▸ PROBLEM DETAILS: Collect all lines containing the word "when" from the data.

[Opening STUDY MATERIAL section]

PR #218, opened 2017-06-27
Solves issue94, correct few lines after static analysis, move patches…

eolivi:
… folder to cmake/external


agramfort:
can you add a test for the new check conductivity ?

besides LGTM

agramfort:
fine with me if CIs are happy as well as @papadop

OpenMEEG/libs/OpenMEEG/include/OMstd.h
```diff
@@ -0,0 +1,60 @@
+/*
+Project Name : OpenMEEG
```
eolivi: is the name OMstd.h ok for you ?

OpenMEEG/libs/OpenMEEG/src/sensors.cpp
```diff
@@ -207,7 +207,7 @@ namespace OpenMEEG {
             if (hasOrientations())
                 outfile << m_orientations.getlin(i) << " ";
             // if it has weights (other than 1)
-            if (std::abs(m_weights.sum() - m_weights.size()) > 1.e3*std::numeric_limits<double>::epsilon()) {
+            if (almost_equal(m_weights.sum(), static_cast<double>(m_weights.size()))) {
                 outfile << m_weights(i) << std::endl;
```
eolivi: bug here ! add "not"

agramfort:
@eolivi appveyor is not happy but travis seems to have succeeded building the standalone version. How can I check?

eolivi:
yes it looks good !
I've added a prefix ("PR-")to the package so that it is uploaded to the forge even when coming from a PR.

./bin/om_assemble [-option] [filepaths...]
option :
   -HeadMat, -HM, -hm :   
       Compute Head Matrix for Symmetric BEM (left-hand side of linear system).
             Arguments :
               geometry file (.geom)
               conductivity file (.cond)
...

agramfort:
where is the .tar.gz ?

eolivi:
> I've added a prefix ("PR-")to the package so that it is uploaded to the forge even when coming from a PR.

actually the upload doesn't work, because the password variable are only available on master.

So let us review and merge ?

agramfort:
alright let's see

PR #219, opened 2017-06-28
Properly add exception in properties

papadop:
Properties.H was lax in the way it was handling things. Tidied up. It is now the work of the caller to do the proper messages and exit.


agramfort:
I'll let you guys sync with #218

[Closing STUDY MATERIAL section]

▸ EXERCISE RESPONSE:
I've added a prefix ("PR-")to the package so that it is uploaded to the forge even when coming from a PR.
> I've added a prefix ("PR-")to the package so that it is uploaded to the forge even when coming from a PR.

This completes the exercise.